# Just for fun !



## Dlog Renim (Jul 25, 2012)

Hi all..

This morning i woke up with the idea of prospecting ! Never done that.. no tool or equipment.. don't even know where to look ? So went Youtubing a little. Listen to old timer for hint to were to dig what to look for...

Took a mini shovel, a butter container, my shoes and went climbing the bigger mountain near my place !

Half way up i found a little water fall with a little water spot at the bottom .. so took the shovel and brought back some sand and little rock at home..

Hummm now how do i recover that ? Youtubing again and saw those kind of bowl you shake.. i gave a try with a plate.. nah not for me..

But i got that video.. i liked the idea.. why work when it could be done free by something else ?

I don't know the name of that.. i dint patent it.. i copy it from youtube.. well the idea..
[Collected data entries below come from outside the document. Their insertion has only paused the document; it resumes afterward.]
PR #118, opened 2021-09-07
Email sent confirmation added to App Completion screen

rashthedude:


components/panel.tsx
```diff
@@ -1,13 +1,22 @@
 interface PanelProps {
   heading: string;
   message: string;
+  email: string | undefined;
```
tcmorris, line 4: I think we should update message to be {children} and add the text where the declaration is rather than adding an extra dependency here, which makes it single use case and less reusable.

pages/apply/confirmation.tsx
```diff
@@ -32,6 +35,7 @@ const ApplicationConfirmation = (): JSX.Element => {
       <Panel
         heading="Application complete"
         message={`Your reference number: ${application.reference?.toUpperCase()}`}
+        email={residentEmail}
```
tcmorris, line 38: Set the text here, rather than within the panel.

components/panel.tsx
rashthedude: That's done now

pages/apply/confirmation.tsx
rashthedude: That's done now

So took me about 30min to set up.. 0$ spend.. i have no clue of what i am doing.. no physic was study .. but it seem to work.. i tried to make a video.. but my 100$ camera wont get good or clean image 

So here some picture.. ( sorry for the mess glue.. i dint have the good stuff.. did what i could with what i have..) i don't know if i will elaborate or try to build a other since.. i am not a good prospector yet LOL . I will try to video tomorrow 

it is a slide show.. 

It is working (well to me) very well !!! (better than me with the pan haha)
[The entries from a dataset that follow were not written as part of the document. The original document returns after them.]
PR #121, opened 2021-09-08
Updated current accommodation to include extra questions

tony-gledhill:


components/application/application-forms.tsx
```diff
@@ -39,6 +39,7 @@ export default function ApplicationForms({
   const activeStepId =
     formSteps.find((step) => step === activeStep) ?? formSteps[0];
   const formData = getFormData(activeStepId);
+  console.log('formData', formData);
```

I had no ''gold nugget'' to test out.. so i took 5 little round pellet, 3 piece of chain, 1 piece of jewel .. i mix them up with the sand.. and at the the end.. i had the jewel one, 2 of the piece of chain.. 4 of round pellet ... not bad ???

http://s387.photobucket.com/albums/oo312/ckielcave/Sluice/?albumview=slideshow


----------



## Geo (Jul 25, 2012)

you have re-invented the rocker box. :lol: very nicely done, and by someone with no knowledge about what they were expecting. id say it was a great success. i would like to see you try it on some gold bearing material.


----------



## Dlog Renim (Jul 26, 2012)

Tomorrow i will give a try on the sand i brought back.. who know ! and i will try to make a video from my poor camera.
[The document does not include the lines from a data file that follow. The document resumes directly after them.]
PR #135, opened 2021-09-16
Scroll to top between screen steps

rashthedude:


components/form/form.tsx
```diff
@@ -39,11 +40,13 @@ export default function Form({
 
   const next = () => {
     // TODO: Scroll to top + set focus to first field
```
tcmorris, line 42: Remove TODOs.

PR #152, opened 2021-09-27
Feature/hrt 211 mark as sensative

tony-gledhill:
This allows an admin user to set an application as being sensitive. 

There is currently a temporary label to display the initial state of the application. This is temporary as we have not implemented the admin permission system.


tcmorris (commented):
Looks ok to me, can you link the relevant API changes also.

what else could i try that weight as same as gold ?


----------



## Geo (Jul 26, 2012)

use the pellets from a shotgun shell. get a couple if different gauge shells like #8 shot and #3 shot. count out ten shot of each and hit each with a hammer to make a flat spot so that they wont be perfectly round. add these to your mix and run it again. if it traps the shot, you will succeed in trapping gold. if the shot is lost, it will not work for gold.


----------



## Dlog Renim (Jul 26, 2012)

Ok this one cool enough..

I took my time and result is way over my taught !

Starting test pieces







In action

[youtube]http://www.youtube.com/watch?v=QQf-XgXljlI[/youtube]

After the little bucket when through 











Result !






What you think ? only lost one pieces !


----------



## Palladium (Jul 26, 2012)

I like your ambition, but is that lamp on the side of the tub plugged into a GFI outlet?


----------



## jimdoc (Jul 26, 2012)

It would have been better to continue this in the first post to make it easier on everybody.

Jim


----------



## Dlog Renim (Jul 26, 2012)

Sorry i had open a other post.. dint think about that

GFI outlet is used yes on a extension with the same safety


----------



## jimdoc (Jul 26, 2012)

Dlog Renim said:


> Sorry i had open a other post.. dint think about that



A moderator can combine them if they want to. It just keeps all the previous information with the newer, plus keeps the forum cleaner.

Thanks Jim


----------



## Dlog Renim (Jul 26, 2012)

correct.. if a moderator pass by and could maybe move this thread with the first one and by the same way delete this one..

would be appreciate 

tank you

Done!

Harold


----------